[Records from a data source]

%%

PR #994, opened 2022-01-04
Images v0.25.1

IanButterworth:
Given https://github.com/JuliaImages/Images.jl/pull/993 has been merged it would be good to get a new patch release to free up the ecosystem for the new ImageIO version.

As an aside, I think we've tagged a couple of non-breaking releases as breaking releases for ImageIO.
I think the rationale we've had has been that it makes sense when adding new backends, but I think it's not strictly a breaking change and causes downstream noise (like this)

### DIFF
--- a/Project.toml
+++ b/Project.toml
@@ -1,6 +1,6 @@
 name = "Images"
 uuid = "916415d5-f1e6-5110-898d-aaa5f9f070e0"
-version = "0.25.0"
+version = "0.25.1"
 
 [deps]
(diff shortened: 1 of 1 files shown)


johnnychen94 (approved):

johnnychen94:
> As an aside, I think we've tagged a couple of non-breaking releases as breaking releases for ImageIO.
I think the rationale we've had has been that it makes sense when adding new backends, but I think it's not strictly a breaking change and causes downstream noise (like this)

Because the new version drops the old LTS Julia, I feel it's a good reason to bump a minor release.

%%

* What you should do
The lines to copy run from the one containing "Images v0.25.1" through the last line above. Copy them exactly and include nothing else.

* Written response
Images v0.25.1

IanButterworth:
Given https://github.com/JuliaImages/Images.jl/pull/993 has been merged it would be good to get a new patch release to free up the ecosystem for the new ImageIO version.

As an aside, I think we've tagged a couple of non-breaking releases as breaking releases for ImageIO.
I think the rationale we've had has been that it makes sense when adding new backends, but I think it's not strictly a breaking change and causes downstream noise (like this)

### DIFF
--- a/Project.toml
+++ b/Project.toml
@@ -1,6 +1,6 @@
 name = "Images"
 uuid = "916415d5-f1e6-5110-898d-aaa5f9f070e0"
-version = "0.25.0"
+version = "0.25.1"
 
 [deps]
(diff shortened: 1 of 1 files shown)


johnnychen94 (approved):

johnnychen94:
> As an aside, I think we've tagged a couple of non-breaking releases as breaking releases for ImageIO.
I think the rationale we've had has been that it makes sense when adding new backends, but I think it's not strictly a breaking change and causes downstream noise (like this)

Because the new version drops the old LTS Julia, I feel it's a good reason to bump a minor release.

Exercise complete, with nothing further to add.